### PROBLEM DESCRIPTION:
Please repeat, from the entries that follow, the lines from the one containing "Selecting a gene" through the one containing "Is this part still necessary?" exactly, adding nothing.

%%

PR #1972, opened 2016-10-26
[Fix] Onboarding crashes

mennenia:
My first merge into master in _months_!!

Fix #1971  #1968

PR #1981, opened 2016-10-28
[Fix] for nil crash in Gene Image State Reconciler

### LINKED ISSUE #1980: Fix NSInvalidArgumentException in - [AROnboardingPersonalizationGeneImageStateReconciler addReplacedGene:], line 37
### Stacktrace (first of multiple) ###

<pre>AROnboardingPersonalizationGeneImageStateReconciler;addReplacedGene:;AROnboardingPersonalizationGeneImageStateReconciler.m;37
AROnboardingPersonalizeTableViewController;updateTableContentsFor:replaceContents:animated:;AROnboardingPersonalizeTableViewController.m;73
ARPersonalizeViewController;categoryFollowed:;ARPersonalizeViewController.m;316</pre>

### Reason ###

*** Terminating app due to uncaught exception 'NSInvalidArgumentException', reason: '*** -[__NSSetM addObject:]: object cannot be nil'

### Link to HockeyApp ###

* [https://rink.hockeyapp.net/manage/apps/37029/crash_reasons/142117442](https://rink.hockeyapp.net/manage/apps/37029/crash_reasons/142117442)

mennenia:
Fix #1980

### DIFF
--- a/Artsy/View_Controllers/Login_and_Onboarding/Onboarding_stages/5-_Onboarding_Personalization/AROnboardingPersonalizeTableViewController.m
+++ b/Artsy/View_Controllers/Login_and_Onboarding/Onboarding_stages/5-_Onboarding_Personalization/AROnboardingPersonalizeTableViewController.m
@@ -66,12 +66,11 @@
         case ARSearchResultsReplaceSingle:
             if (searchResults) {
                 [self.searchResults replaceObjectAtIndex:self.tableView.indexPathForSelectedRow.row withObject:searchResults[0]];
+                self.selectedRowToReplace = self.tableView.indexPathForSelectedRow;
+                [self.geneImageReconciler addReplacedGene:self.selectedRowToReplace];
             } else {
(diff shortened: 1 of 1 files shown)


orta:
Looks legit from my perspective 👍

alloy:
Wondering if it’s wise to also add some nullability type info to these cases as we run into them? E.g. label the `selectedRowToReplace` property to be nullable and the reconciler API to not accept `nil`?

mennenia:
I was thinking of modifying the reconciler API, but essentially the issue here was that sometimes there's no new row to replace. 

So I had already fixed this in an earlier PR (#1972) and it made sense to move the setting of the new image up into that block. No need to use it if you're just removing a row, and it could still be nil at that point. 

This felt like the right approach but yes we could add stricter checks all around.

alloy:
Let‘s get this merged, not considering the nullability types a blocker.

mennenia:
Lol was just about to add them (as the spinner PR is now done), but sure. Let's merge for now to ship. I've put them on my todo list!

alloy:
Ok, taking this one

%%
%%

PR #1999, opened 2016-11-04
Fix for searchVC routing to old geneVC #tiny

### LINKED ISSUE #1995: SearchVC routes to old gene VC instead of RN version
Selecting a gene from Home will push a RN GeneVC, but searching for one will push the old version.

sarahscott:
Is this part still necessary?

%%

### RESPONSE AREA:
Selecting a gene from Home will push a RN GeneVC, but searching for one will push the old version.

sarahscott:
Is this part still necessary?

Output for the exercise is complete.